Scan the data below and give the number of lines that include the word "breaking", with no other words.

[Data excerpts]
• • • •

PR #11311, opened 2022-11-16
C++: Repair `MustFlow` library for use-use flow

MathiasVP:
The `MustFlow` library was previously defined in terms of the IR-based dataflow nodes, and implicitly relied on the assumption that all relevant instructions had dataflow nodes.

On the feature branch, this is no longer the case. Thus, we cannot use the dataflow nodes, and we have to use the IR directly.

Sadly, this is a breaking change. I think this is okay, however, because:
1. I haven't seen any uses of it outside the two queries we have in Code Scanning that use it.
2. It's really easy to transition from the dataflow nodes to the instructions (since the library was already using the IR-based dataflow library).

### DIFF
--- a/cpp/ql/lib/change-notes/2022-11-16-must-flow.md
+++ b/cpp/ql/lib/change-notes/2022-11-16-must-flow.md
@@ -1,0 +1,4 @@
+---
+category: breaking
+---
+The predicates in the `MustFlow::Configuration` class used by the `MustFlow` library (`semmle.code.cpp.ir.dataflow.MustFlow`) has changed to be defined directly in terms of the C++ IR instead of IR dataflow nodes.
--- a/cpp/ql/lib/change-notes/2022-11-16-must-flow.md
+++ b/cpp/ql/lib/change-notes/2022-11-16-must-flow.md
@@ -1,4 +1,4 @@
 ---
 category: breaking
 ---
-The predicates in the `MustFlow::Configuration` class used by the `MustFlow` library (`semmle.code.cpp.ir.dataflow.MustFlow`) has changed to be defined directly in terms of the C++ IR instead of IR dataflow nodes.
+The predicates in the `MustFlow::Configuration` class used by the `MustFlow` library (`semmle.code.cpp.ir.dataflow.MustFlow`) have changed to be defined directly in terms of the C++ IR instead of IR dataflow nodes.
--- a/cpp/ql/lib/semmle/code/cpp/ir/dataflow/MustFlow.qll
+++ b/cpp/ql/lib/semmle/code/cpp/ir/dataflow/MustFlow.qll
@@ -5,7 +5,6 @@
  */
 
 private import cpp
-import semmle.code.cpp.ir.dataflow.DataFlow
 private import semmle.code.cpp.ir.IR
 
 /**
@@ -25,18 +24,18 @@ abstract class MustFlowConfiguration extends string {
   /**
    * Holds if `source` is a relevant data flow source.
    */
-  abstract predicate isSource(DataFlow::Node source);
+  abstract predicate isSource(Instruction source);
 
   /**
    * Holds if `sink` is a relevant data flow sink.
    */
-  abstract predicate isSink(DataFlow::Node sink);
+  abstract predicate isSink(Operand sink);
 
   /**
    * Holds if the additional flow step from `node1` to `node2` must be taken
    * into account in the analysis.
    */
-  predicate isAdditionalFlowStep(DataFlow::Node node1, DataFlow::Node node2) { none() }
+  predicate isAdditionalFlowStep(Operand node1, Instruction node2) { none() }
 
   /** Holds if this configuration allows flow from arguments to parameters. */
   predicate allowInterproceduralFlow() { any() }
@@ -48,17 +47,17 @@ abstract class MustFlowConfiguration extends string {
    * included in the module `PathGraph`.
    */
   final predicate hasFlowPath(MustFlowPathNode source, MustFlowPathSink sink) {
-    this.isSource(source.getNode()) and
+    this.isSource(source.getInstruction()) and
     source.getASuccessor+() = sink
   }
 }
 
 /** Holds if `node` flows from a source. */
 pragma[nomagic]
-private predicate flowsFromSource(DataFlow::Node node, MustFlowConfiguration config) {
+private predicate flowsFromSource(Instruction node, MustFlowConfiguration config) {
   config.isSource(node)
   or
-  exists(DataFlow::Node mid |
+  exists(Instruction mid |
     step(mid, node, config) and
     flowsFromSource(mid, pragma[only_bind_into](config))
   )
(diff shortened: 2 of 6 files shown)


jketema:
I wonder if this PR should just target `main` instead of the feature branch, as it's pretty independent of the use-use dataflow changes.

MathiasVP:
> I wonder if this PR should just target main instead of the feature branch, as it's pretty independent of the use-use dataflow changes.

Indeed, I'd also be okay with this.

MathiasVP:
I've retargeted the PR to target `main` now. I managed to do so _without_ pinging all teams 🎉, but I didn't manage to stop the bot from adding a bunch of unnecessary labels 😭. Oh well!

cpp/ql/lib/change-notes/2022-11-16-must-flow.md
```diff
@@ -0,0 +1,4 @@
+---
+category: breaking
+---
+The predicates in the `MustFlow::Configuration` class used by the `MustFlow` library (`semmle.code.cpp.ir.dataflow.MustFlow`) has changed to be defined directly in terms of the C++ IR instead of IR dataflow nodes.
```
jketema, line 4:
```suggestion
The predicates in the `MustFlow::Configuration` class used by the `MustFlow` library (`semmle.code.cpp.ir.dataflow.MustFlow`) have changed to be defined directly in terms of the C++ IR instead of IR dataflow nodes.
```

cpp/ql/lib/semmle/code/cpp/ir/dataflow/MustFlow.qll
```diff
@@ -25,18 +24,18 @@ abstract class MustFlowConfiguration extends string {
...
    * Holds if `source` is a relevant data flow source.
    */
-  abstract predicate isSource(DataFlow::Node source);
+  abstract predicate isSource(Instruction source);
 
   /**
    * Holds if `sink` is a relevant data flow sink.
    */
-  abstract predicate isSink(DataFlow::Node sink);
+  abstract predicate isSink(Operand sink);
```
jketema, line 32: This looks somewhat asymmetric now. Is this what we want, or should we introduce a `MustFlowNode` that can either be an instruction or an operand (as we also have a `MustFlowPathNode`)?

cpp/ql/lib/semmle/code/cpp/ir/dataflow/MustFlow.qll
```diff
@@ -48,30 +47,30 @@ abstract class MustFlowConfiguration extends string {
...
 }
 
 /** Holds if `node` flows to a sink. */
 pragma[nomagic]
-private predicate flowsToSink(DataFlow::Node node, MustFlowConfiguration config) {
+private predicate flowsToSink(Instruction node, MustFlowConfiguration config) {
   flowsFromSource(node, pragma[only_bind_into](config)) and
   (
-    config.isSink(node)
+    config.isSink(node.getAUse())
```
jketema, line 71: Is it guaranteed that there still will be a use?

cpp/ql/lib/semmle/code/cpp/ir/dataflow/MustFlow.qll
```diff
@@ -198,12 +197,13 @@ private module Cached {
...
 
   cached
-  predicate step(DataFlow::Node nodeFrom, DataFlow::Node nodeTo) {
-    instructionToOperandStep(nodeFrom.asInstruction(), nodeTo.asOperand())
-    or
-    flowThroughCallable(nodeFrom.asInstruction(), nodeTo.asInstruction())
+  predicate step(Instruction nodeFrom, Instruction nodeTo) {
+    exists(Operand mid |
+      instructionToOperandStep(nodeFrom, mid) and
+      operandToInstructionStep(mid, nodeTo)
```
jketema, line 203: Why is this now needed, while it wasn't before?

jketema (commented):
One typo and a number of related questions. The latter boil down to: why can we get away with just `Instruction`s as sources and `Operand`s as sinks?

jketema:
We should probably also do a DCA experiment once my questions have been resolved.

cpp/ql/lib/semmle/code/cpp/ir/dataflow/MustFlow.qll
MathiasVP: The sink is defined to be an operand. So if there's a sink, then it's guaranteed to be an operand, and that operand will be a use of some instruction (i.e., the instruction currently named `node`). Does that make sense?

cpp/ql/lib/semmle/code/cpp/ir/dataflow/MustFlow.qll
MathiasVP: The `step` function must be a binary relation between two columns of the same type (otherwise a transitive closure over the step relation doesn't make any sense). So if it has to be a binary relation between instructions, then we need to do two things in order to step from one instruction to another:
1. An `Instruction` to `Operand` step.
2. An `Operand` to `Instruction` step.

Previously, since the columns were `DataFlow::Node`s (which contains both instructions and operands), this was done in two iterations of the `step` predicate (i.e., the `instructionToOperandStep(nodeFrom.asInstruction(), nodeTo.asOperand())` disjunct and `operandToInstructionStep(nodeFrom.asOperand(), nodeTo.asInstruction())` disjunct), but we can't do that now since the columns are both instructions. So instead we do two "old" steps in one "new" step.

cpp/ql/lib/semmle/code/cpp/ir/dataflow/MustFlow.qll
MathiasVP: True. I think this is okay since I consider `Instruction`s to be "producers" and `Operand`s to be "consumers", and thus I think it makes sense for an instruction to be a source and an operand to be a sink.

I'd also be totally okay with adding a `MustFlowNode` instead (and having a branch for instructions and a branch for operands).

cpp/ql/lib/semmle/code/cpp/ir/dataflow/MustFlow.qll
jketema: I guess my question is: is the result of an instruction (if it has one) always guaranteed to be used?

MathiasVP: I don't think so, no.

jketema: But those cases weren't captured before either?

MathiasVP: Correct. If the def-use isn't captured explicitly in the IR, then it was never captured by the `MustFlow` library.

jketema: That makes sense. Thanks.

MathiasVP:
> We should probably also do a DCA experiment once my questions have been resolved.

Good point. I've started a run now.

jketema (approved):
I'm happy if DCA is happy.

• • • •

• Answer for the task:
4